Why? Animal manure is known to contain various pathogens like e-coli and salmonella, which can make you sick. Because microgreens are consumed shortly after planting, it is very possible your microgreens can become contaminated too.
5. Topper
After sowing, your tray of microgreens will need a cover until they grow a stem. The cover minimizes evaporation, keeps the seeds from drying out, and provides a darker environment.
You have two options: a small piece of cardboard or box to place on top of your tray, or a second tray placed directly on top of your seeds. With the cardboard, you will have to spritz your seeds twice a day, with the second tray on top, you can plant and ignore for several days.
6. Sun or Grow Light
If you’ve got a sunny window or a place with indirect sunlight, that is all you need. If it is mid-winter, cold and there is little sun out, you’ll need a grow light or even a desk lamp. Read to the bottom to see my note on growing in colder conditions.
7. Measuring Cup and Teaspoons
You’ll need a ½ cup measuring cup and 1 teaspoon.
8. Water
Microgreens must be grown in potable water (i.e. water that is not contaminated and is safe to drink straight). Use bottled water, or filtered (we like this countertop Berkey filter system and this under-sink reverse osmosis filter), and boiled water (if you must.) Avoid distilled water.
How To Grow Amaranth Microgreens in Soil
Step 1: Prepare and Sanitize
Wash your hands thoroughly. Sanitize all surfaces. Wash all growing supplies (trays, measuring spoons, measuring cups) with hot soapy water and dry. Sanitize next. This is especially important if you are planting and growing in your kitchen. Kitchens tend to have various pathogens lurking about (it’s gross but you definitely do not want to pick up any pathogens and start growing them along with your microgreens)
Step 2: Measure Seeds
Measure out 1/2 teaspoon of amaranth microgreens seeds. *seed measurements based on growing in an 8oz deli-style tub. For bigger trays, adjust the amount of seed to ensure even seed coverage with no seeds on top of one another but most of the soil is covered with seeds.
Amaranth seeds are small and spherical, and can easily roll around.
Step 3: Sanitize Your Seeds
It is best practice to sanitize your microgreens seeds, especially If you or anyone who will eat your microgreens has a weakened immune system. If you buy from a reputable microgreen seed company, are growing in soil (i.e. not sprouting), using potable water, and sanitizing your tools and surfaces, the associated risk is much lower. I have not heard of any illnesses or outbreaks from microgreens, though several larger companies have issued recalls.
It is important to understand that when you grow microgreens at home, you have control over many of the potential sources of contamination. By buying from reputable seed companies, using clean water, using a growing medium without animal-based manures, and using clean tools, you are ensuring your microgreen grow is safe.
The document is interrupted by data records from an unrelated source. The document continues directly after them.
Issue #99, opened 2015-05-07
Unit Tests named 'runTest' aren't detected by Test Explorer.


hawkerm:
[According to the documentation:](https://docs.python.org/2/library/unittest.html)

> The simplest TestCase subclass will simply override the runTest() method in order to perform specific testing code:

Tests can basically be named **test*** as convention for the runner OR they can override the **runTest** method as mentioned in that fourth line of section 25.3.4.

I can run my test cases successfully in my script through unittest.main() if I call the method **runTest** or **test_whatever** on my TestCase.  But, PTVS only picks up the *test_whatever* in my Test Explorer.

It should pick up the **runTest** method as well and give it the name of its class as the test case name.

Thanks!

hawkerm:
Haven't gotten to the Pull Request part of learning GitHub yet, but looks like in PTVS/Python/Product/TestAdapter/TestAnalyzer.cs, the last function (line 160) should have the search for 'runTest':

```C#
        private static IEnumerable<KeyValuePair<string, IAnalysisSet>> GetTestCaseMembers(
            IPythonProjectEntry entry,
            AnalysisValue classValue
        ) {
            return classValue.GetAllMembers(entry.Analysis.InterpreterContext)
                .Where(v => v.Key.StartsWith("test") || v.Key == "runTest")
                .Where(v => v.Value.Any(m => m.MemberType == PythonMemberType.Function || m.MemberType == PythonMemberType.Method));
        }
```

Surprised I found this since test was such a generic search term...

crwilcox:
Hey Hawkerm.

You are correct.  The current implementation will only discover methods that match test*.  The docs do seem to indicate though that runTest should also be treated as valid.

I made the change you listed here and added it to our test cases.

I will create a pull request and you can sign off on it.  If you would rather submit a pull request that is fine too.  I wrote some quick instructions below.  

Forking/Pulling:
1) Fork: https://github.com/Microsoft/PTVS/issues/99#fork-destination-box
This will get you a clone of our repo that you have rights to push to.
2) Make the changes in the source.  Add unit tests and run appropriate tests. In this case the TestDiscoverTests.cs file.
4) Commit and Push to your fork like you would any project you have on GitHub
5) Go to https://github.com/Microsoft/PTVS/pulls and create a pull request.

crwilcox:
https://github.com/Microsoft/PTVS/pull/101

PR #101, opened 2015-05-07
#99 'runTest' not discovered

crwilcox:
@hawkerm discovered that we do not match the python docs.  I am
committing his fix on his behalf.  I also have altered our tests to
reflect the change.

### DIFF
--- a/Python/Product/TestAdapter/TestAnalyzer.cs
+++ b/Python/Product/TestAdapter/TestAnalyzer.cs
@@ -162,7 +162,7 @@ namespace Microsoft.PythonTools.TestAdapter {
             AnalysisValue classValue
         ) {
             return classValue.GetAllMembers(entry.Analysis.InterpreterContext)
-                .Where(v => v.Key.StartsWith("test"))
+                .Where(v => v.Key.StartsWith("test") || v.Key.StartsWith("runTest"))
                 .Where(v => v.Value.Any(m => m.MemberType == PythonMemberType.Function || m.MemberType == PythonMemberType.Method));
         }
     }
--- a/Python/Product/TestAdapter/TestAnalyzer.cs
+++ b/Python/Product/TestAdapter/TestAnalyzer.cs
@@ -157,13 +157,28 @@ namespace Microsoft.PythonTools.TestAdapter {
             }
         }
 
+        /// <summary>
+        /// Get Test Case Members for a class.  If the class has 'test*' tests 
+        /// return those.  If there aren't any 'test*' tests return (if one at 
+        /// all) the runTest overridden method
+        /// </summary>
         private static IEnumerable<KeyValuePair<string, IAnalysisSet>> GetTestCaseMembers(
             IPythonProjectEntry entry,
             AnalysisValue classValue
         ) {
-            return classValue.GetAllMembers(entry.Analysis.InterpreterContext)
-                .Where(v => v.Key.StartsWith("test") || v.Key.Equals("runTest"))
+            var tests = classValue.GetAllMembers(entry.Analysis.InterpreterContext)
+                .Where(v => v.Key.StartsWith("test"))
                 .Where(v => v.Value.Any(m => m.MemberType == PythonMemberType.Function || m.MemberType == PythonMemberType.Method));
+
+            var runTest = classValue.GetAllMembers(entry.Analysis.InterpreterContext)
+                .Where(v => v.Key.Equals("runTest"))
+                .Where(v => v.Value.Any(m => m.MemberType == PythonMemberType.Function || m.MemberType == PythonMemberType.Method));
+
+            if (tests.Any()) {
+                return tests;
+            } else {
+                return runTest;
+            }
         }
     }
 }
--- a/Python/Product/TestAdapter/TestAnalyzer.cs
+++ b/Python/Product/TestAdapter/TestAnalyzer.cs
@@ -162,7 +162,7 @@ namespace Microsoft.PythonTools.TestAdapter {
             AnalysisValue classValue
         ) {
             return classValue.GetAllMembers(entry.Analysis.InterpreterContext)
-                .Where(v => v.Key.StartsWith("test") || v.Key.StartsWith("runTest"))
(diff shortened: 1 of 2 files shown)


Python/Product/TestAdapter/TestAnalyzer.cs
```diff
@@ -162,7 +162,7 @@ LocationInfo sourceLocation
             AnalysisValue classValue
         ) {
             return classValue.GetAllMembers(entry.Analysis.InterpreterContext)
-                .Where(v => v.Key.StartsWith("test"))
+                .Where(v => v.Key.StartsWith("test") || v.Key.StartsWith("runTest"))
```
int19h: `StartsWith` is not correct for `runTest` - it must override the method, so it has to use that name exactly, unlike `test_...` pattern.

crwilcox:
FYI:  Wait to merge until @zooba and @hawkerm can look at the changes.

zooba:
If `runTest` is overridden then we should display the class name as the test and pass the class name to the test executor rather than `class.runTest`. From a quick reading of how `unittest` works, `runTest` is not detected as a test method, but having one there may suppress the usual method detection.

Be very sure that the behaviour is consistent between what we show, what we execute/debug, and what the basic command line tools execute (for at least Python 2.7 and 3.2-3.4, 2.6 if possible). I haven't had a chance to test it all, but I'm very sceptical that treating `runTest` as if it were spelled `testrunTest` is the right approach.

int19h:
I experimented with it a little bit from command line, and so long as you use the fully qualified method name to run things (which I believe we do in all cases), `runTest` is no different from any other method. Indeed, you can run any arbitrary method that way, regardless of its name.

When command line is used to run the entire test case class, then the presence of any `test...` method overrides `runTest`, and the latter isn't run at all. So when generating the list of test methods, we might also want to use the same either-or approach.

crwilcox:
My concern is that not discovering it will cause people to ask 'why is runTest not being discovered'.  That being said we should replicate the same as the commandline tools. I will make the changes to make this discover contingent on the discovery of test* tests in the class.

Python/Product/TestAdapter/TestAnalyzer.cs
```diff
@@ -157,13 +157,28 @@ LocationInfo sourceLocation
...
         private static IEnumerable<KeyValuePair<string, IAnalysisSet>> GetTestCaseMembers(
             IPythonProjectEntry entry,
             AnalysisValue classValue
         ) {
-            return classValue.GetAllMembers(entry.Analysis.InterpreterContext)
+            var tests = classValue.GetAllMembers(entry.Analysis.InterpreterContext)
                 .Where(v => v.Key.StartsWith("test"))
                 .Where(v => v.Value.Any(m => m.MemberType == PythonMemberType.Function || m.MemberType == PythonMemberType.Method));
+
+            var runTest = classValue.GetAllMembers(entry.Analysis.InterpreterContext)
```
int19h: You're calling GetAllMembers twice (and that call won't be lazy, unlike the rest of the query) - might want to reuse that instead.

Python/Product/TestAdapter/TestAnalyzer.cs
```diff
@@ -157,13 +157,28 @@ LocationInfo sourceLocation
...
+                .Where(v => v.Key.Equals("runTest"))
+                .Where(v => v.Value.Any(m => m.MemberType == PythonMemberType.Function || m.MemberType == PythonMemberType.Method));
```
int19h: This is also repeated now. Query for member type first and stash that away, then do name queries on top of that.

crwilcox: Good point.  I figured the enumeration being delayed that wouldn't make a big difference but I can clean that up a bit.

hawkerm:
Awesome, thanks guys! This looks great. :)

Python/Product/TestAdapter/TestAnalyzer.cs
```diff
@@ -157,13 +157,26 @@ LocationInfo sourceLocation
...
+            var methodFunctions = classValue.GetAllMembers(entry.Analysis.InterpreterContext)
                 .Where(v => v.Value.Any(m => m.MemberType == PythonMemberType.Function || m.MemberType == PythonMemberType.Method));
+
+            var tests = methodFunctions.Where(v => v.Key.StartsWith("test"));
+            var runTest = methodFunctions.Where(v => v.Key.Equals("runTest"));
+
+            if (tests.Any()) {
+                return tests;
+            } else {
+                return runTest;
```
zooba: In this case, I'd rather return the class object (if we can get its name) than the runTest method. That way you won't see `runTest` in the list of tests - you'll see the test itself (which is an instance of the class, if you've overridden runTest).

crwilcox:
Changes have been made to make the 'runTest' test display by the class name in test explorer which should be more useful.

zooba:
+1

Python/Product/TestAdapter/TestAnalyzer.cs
```diff
@@ -157,13 +160,26 @@ LocationInfo sourceLocation
...
         private static IEnumerable<KeyValuePair<string, IAnalysisSet>> GetTestCaseMembers(
             IPythonProjectEntry entry,
             AnalysisValue classValue
         ) {
-            return classValue.GetAllMembers(entry.Analysis.InterpreterContext)
-                .Where(v => v.Key.StartsWith("test"))
+            var methodFunctions = classValue.GetAllMembers(entry.Analysis.InterpreterContext)
                 .Where(v => v.Value.Any(m => m.MemberType == PythonMemberType.Function || m.MemberType == PythonMemberType.Method));
+
+            var tests = methodFunctions.Where(v => v.Key.StartsWith("test"));
```
gilbertw: Is it illegal to have both?  What happens if we find something with testSupport but they are using runTest

crwilcox: it is an either or.  test* means runTest won't be run.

Personally, I do not sanitize my amaranth seeds. I am not growing for any at-risk populations, I buy from reputable seed suppliers, I encourage airflow to my microgreens, I use clean tools, I don’t use any animal manure, and I avoid growing in my kitchen (where food pathogens are often found). Please, use your own judgment and use caution.
Step 4: Prepare Growing Medium
If you are using compressed coco coir, add water per the package directions to rehydrate. You can also eyeball it. Add some water, stir or massage (or wait for 15-30 minutes for the coco coir to absorb it), and repeat until the coir is moist. It is not possible to give you an exact amount of water because it depends on how much coir you will be rehydrating.
If you overwater your coco coir and have a soupy mess, simply grab a large handful and squeeze until no more water drips out.
Step 5: Fill Tray
For most microgreens, I recommend about a ½ cup of moist coco coir. However, for amaranth, which takes longer to grow, I recommend doubling the amount to 1-cup for a 8-ounce deli-style tray. Gently jiggle your tray to even out the soil distribution and use the bottom of the measuring cup to gently (but firmly) compress the soil and create an even surface for seed distribution.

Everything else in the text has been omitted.